INPUT MATERIAL ::
┄┄┄┄┄┄┄┄┄┄┄┄┄┄┄┄┄┄┄┄

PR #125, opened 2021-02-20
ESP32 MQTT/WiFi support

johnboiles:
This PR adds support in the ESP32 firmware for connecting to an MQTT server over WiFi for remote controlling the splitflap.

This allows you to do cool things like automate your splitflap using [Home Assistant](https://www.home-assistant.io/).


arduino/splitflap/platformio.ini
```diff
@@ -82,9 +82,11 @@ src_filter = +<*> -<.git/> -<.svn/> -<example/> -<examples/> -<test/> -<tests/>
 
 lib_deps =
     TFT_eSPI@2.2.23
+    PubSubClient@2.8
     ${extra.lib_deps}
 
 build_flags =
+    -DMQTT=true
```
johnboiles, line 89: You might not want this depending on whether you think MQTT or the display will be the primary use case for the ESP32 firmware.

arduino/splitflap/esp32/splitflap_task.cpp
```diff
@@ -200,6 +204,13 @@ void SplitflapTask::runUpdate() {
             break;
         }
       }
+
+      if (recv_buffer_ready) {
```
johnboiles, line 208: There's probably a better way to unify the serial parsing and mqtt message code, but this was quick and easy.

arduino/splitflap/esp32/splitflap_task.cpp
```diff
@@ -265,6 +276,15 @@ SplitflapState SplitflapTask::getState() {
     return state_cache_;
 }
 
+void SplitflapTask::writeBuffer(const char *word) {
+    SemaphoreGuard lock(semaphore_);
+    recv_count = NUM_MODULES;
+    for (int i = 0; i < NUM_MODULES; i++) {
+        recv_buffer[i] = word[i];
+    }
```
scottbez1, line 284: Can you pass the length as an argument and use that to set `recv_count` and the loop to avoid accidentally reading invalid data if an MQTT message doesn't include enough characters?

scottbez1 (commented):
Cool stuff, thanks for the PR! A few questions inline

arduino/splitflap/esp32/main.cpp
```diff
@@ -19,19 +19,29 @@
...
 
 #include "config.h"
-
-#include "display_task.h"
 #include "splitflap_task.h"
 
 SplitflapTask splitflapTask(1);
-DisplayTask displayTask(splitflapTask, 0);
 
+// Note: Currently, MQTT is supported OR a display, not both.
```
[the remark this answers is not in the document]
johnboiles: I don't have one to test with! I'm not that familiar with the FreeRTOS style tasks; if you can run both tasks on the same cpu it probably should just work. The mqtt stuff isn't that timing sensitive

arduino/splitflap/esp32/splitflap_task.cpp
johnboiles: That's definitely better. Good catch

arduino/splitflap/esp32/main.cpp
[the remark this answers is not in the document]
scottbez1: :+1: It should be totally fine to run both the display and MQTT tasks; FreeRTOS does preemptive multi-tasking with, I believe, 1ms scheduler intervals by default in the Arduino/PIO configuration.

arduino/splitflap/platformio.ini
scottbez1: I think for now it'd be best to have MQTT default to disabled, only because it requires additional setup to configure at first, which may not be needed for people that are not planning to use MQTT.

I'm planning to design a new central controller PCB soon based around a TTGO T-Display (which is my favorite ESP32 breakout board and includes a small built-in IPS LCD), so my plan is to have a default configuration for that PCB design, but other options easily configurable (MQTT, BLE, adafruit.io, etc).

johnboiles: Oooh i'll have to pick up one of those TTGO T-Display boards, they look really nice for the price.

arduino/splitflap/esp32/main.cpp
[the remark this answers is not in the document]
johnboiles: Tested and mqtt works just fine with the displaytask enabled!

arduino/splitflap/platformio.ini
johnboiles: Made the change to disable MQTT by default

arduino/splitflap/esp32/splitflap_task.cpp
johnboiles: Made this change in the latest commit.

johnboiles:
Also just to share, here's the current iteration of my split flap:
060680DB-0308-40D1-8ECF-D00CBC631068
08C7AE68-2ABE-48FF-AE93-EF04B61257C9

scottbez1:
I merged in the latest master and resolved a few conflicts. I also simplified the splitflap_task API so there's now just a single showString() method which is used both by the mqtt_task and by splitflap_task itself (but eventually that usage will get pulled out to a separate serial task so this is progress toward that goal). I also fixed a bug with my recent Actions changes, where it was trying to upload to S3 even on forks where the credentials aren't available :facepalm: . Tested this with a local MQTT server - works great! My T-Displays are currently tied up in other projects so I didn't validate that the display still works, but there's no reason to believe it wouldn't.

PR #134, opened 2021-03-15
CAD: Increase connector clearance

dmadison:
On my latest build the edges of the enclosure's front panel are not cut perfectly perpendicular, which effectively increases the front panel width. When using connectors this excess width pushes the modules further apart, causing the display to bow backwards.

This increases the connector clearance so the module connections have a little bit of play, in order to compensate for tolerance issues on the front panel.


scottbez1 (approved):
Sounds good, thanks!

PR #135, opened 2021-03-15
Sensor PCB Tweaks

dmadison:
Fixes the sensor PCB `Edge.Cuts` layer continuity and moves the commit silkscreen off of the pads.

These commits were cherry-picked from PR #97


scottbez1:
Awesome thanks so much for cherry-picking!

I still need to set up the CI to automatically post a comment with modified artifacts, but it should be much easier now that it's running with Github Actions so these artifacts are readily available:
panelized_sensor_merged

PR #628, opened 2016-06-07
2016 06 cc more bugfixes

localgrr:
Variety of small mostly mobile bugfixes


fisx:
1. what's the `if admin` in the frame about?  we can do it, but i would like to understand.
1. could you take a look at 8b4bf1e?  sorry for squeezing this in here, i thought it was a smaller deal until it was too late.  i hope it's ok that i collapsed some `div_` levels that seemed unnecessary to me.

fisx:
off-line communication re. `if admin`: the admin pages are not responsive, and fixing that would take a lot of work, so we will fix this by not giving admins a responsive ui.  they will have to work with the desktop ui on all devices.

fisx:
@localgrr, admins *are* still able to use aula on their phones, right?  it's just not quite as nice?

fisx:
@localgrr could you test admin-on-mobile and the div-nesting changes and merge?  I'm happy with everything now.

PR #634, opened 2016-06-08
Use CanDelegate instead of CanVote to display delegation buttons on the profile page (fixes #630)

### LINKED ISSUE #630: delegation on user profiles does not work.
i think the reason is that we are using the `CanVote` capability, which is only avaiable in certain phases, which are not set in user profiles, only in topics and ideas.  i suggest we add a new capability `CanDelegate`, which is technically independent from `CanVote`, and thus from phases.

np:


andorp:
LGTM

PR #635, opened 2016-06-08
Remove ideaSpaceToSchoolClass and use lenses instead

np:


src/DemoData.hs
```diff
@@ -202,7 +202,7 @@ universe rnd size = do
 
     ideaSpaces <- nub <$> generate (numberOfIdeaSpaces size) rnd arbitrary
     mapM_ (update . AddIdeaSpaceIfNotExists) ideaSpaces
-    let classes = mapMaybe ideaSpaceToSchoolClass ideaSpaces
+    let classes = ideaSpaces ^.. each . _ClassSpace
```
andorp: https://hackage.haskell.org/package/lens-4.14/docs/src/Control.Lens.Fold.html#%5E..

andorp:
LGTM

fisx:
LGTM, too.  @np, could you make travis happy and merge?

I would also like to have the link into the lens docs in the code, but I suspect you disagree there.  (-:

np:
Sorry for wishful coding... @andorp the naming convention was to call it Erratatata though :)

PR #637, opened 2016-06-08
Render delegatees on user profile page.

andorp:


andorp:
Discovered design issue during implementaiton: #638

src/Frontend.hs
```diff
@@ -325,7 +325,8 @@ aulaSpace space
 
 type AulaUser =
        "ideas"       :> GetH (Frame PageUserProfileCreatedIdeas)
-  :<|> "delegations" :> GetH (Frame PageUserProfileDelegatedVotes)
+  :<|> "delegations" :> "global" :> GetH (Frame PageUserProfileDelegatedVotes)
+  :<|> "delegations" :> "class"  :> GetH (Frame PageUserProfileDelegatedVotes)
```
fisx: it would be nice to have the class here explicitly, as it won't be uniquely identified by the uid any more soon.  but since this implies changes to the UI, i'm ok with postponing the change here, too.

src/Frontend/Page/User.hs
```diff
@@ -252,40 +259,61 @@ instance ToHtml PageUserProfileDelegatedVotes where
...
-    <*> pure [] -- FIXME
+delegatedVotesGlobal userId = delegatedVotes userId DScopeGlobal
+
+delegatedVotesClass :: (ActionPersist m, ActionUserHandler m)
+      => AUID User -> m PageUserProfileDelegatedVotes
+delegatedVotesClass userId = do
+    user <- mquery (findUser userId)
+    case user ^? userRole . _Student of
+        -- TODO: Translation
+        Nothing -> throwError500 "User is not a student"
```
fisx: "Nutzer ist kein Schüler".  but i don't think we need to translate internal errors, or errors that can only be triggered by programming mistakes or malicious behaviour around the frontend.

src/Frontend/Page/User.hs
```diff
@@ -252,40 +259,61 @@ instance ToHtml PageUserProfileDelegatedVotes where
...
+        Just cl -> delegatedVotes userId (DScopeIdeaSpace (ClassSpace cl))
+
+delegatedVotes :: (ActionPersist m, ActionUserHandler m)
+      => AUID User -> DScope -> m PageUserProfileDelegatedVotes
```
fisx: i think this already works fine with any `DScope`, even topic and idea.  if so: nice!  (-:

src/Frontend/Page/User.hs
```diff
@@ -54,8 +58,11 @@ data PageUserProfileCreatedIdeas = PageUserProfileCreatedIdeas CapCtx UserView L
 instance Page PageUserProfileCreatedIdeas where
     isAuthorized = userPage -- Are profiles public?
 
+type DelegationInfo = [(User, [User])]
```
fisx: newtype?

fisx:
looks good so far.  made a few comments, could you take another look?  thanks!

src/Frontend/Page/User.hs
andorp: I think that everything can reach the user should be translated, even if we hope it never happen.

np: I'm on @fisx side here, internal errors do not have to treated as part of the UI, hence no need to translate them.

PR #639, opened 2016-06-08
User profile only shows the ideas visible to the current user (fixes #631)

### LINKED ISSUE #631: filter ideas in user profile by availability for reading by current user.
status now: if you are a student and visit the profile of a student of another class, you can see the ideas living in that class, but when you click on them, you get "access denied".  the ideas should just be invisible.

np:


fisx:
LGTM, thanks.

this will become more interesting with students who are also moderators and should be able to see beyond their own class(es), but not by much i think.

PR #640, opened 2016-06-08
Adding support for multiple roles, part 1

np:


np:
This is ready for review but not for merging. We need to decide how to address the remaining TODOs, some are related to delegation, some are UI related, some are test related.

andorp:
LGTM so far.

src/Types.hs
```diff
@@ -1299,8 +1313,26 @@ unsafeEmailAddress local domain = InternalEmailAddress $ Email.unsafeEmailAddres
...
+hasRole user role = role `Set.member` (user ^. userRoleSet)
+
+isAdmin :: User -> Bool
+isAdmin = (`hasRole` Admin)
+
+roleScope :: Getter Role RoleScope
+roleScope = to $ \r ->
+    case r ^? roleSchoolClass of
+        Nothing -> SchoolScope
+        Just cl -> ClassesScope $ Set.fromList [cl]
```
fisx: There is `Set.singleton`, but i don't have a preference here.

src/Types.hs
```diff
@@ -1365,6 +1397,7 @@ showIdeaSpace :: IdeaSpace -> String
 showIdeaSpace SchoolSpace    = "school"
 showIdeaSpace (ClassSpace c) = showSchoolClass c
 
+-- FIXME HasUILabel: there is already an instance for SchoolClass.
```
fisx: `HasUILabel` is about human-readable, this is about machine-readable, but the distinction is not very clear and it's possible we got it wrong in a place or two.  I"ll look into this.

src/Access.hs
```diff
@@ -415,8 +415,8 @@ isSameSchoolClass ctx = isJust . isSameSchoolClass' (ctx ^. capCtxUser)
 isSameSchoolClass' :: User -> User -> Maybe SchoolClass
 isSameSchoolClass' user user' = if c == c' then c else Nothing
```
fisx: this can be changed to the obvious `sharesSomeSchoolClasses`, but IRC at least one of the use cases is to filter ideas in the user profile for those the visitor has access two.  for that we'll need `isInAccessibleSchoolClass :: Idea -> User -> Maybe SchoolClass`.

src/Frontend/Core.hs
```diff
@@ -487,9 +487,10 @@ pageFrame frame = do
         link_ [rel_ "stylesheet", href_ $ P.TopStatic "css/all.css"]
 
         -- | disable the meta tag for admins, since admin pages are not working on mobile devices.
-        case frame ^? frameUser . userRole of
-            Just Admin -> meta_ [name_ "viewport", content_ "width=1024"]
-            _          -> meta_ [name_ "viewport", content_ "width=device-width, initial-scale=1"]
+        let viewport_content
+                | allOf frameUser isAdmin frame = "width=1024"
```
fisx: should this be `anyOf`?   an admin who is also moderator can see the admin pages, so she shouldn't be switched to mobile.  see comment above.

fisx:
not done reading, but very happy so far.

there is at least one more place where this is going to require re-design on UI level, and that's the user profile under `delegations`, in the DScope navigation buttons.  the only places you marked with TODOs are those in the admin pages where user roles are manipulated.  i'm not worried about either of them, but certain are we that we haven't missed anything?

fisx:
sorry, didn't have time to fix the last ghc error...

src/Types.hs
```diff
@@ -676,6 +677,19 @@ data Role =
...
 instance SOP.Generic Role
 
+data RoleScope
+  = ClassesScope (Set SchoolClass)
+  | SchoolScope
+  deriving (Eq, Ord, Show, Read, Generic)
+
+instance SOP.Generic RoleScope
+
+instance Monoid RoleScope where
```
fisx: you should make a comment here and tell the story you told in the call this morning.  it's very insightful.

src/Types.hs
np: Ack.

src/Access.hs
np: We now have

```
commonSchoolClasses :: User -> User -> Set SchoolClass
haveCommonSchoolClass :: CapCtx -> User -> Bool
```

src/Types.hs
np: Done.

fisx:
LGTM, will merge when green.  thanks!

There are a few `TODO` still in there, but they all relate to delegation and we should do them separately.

┄┄┄┄┄┄┄┄┄┄┄┄┄┄┄┄┄┄┄┄

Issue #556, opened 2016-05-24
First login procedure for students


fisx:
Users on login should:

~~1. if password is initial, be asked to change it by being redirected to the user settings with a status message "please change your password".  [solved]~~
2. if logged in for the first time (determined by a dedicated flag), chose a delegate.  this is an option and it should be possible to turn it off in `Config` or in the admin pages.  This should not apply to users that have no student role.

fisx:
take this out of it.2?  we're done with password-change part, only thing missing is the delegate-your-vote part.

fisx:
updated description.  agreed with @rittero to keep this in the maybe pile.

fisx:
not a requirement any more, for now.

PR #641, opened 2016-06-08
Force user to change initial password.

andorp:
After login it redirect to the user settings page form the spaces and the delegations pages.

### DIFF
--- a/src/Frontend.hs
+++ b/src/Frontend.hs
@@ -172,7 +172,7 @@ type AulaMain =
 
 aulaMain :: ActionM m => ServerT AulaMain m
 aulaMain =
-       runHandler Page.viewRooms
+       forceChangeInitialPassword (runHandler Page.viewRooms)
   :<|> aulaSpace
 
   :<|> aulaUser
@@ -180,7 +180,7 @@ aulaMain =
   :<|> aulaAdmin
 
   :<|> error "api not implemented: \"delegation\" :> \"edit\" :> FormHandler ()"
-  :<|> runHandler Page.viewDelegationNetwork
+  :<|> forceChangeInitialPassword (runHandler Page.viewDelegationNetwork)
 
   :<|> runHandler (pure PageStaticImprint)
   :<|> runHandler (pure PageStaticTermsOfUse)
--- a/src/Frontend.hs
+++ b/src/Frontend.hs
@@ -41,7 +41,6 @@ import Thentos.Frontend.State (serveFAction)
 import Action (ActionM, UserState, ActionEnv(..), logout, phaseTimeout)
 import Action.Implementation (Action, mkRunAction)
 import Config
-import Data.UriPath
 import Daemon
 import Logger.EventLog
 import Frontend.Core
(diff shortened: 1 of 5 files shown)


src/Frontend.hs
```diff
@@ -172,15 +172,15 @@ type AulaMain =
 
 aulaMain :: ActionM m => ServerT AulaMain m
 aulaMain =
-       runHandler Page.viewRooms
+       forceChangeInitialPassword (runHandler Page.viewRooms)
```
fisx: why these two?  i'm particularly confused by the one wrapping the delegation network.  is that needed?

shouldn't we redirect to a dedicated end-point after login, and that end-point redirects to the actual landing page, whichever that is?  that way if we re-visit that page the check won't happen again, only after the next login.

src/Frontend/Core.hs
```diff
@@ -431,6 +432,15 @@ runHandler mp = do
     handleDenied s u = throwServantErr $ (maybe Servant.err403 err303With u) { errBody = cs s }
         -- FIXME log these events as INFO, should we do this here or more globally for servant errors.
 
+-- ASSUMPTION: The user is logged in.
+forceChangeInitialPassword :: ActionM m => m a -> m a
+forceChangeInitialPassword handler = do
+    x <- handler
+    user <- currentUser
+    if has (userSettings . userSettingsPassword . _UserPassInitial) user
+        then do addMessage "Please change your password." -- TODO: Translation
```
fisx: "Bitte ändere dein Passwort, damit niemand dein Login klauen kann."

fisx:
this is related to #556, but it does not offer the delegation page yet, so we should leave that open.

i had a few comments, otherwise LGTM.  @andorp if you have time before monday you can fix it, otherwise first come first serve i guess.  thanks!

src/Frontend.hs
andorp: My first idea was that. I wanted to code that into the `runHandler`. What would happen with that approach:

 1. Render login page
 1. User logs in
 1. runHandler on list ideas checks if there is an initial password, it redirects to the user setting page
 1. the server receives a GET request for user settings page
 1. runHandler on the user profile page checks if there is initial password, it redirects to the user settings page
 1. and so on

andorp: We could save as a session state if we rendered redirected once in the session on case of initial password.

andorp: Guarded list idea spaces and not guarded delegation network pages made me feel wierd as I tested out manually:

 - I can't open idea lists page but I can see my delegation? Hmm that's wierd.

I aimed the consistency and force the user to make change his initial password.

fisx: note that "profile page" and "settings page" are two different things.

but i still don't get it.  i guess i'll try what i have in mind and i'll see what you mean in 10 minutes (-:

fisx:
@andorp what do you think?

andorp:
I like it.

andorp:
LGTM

┄┄┄┄┄┄┄┄┄┄┄┄┄┄┄┄┄┄┄┄

ACTION ITEM :: How many of the lines above include the word "things"? State that number and nothing else.

WRITTEN REPLY :: 2